• _Goal of the exercise_
Every line in the records below with the string "roles" needs to be copied out.

-- Records follows --

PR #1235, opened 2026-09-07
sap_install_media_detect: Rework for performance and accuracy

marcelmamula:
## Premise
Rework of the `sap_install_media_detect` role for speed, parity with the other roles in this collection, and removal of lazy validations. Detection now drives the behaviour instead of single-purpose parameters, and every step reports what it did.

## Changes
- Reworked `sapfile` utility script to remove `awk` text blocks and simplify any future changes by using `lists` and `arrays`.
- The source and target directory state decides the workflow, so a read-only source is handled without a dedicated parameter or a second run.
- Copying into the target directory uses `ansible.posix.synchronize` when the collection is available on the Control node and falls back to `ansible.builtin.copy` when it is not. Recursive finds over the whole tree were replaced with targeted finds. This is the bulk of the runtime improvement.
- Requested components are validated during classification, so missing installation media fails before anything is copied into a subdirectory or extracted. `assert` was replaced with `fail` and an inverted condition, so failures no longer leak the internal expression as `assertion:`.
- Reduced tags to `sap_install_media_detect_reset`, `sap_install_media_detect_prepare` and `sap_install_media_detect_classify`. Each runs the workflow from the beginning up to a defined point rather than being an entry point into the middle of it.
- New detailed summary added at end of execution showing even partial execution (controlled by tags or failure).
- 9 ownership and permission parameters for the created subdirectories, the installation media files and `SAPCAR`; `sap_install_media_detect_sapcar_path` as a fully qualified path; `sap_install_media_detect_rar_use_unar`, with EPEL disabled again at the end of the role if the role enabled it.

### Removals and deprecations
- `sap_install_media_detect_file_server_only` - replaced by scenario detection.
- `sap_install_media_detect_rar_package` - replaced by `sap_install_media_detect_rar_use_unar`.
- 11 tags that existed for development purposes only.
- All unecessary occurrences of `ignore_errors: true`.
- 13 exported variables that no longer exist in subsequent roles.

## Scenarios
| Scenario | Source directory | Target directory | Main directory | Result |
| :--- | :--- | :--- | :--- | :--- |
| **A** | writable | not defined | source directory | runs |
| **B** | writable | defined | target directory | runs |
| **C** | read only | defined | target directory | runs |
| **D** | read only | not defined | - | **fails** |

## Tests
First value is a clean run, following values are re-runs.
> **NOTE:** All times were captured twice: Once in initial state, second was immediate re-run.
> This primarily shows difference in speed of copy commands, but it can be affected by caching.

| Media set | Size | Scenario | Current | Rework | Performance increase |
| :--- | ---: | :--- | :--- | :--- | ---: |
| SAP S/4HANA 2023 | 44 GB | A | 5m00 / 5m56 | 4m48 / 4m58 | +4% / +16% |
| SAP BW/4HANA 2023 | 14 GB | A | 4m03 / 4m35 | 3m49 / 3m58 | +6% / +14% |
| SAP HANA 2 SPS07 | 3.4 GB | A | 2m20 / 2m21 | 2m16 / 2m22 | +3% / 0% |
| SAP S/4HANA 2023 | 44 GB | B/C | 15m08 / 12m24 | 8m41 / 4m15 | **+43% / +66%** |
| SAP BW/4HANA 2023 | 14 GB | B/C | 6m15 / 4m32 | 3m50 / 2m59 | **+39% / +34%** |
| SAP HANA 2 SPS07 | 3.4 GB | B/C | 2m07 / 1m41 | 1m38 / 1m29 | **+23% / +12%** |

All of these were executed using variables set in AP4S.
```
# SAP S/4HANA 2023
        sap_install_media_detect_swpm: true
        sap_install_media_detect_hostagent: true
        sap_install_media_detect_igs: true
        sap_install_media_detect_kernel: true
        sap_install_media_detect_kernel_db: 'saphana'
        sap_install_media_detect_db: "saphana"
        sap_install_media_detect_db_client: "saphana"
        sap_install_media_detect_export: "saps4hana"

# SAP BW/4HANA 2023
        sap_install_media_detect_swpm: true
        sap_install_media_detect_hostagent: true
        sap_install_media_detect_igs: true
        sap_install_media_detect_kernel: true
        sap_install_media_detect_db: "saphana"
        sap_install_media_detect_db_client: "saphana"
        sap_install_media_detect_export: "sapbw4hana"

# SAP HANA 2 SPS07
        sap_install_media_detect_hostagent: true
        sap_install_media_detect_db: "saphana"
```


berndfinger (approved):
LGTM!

-- Records concluded --
-- Records follows --

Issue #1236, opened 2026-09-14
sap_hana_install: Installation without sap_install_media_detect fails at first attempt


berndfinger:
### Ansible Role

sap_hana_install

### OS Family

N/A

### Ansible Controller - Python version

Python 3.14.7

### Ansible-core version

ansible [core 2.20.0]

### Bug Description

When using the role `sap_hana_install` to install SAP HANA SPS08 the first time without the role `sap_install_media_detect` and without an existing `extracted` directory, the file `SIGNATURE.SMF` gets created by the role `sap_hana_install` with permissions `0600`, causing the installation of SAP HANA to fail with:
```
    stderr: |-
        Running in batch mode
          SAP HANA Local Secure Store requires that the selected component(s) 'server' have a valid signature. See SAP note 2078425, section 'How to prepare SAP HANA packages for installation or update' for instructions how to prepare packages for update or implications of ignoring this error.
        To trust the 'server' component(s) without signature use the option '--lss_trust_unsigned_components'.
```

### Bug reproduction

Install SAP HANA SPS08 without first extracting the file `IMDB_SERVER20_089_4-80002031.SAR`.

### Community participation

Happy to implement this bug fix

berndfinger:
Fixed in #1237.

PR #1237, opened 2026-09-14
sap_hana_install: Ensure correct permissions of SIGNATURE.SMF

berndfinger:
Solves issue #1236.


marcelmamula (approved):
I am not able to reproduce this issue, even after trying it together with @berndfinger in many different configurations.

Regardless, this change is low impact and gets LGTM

-- Records concluded --

• _Task solution_
Rework of the `sap_install_media_detect` role for speed, parity with the other roles in this collection, and removal of lazy validations. Detection now drives the behaviour instead of single-purpose parameters, and every step reports what it did.
- 13 exported variables that no longer exist in subsequent roles.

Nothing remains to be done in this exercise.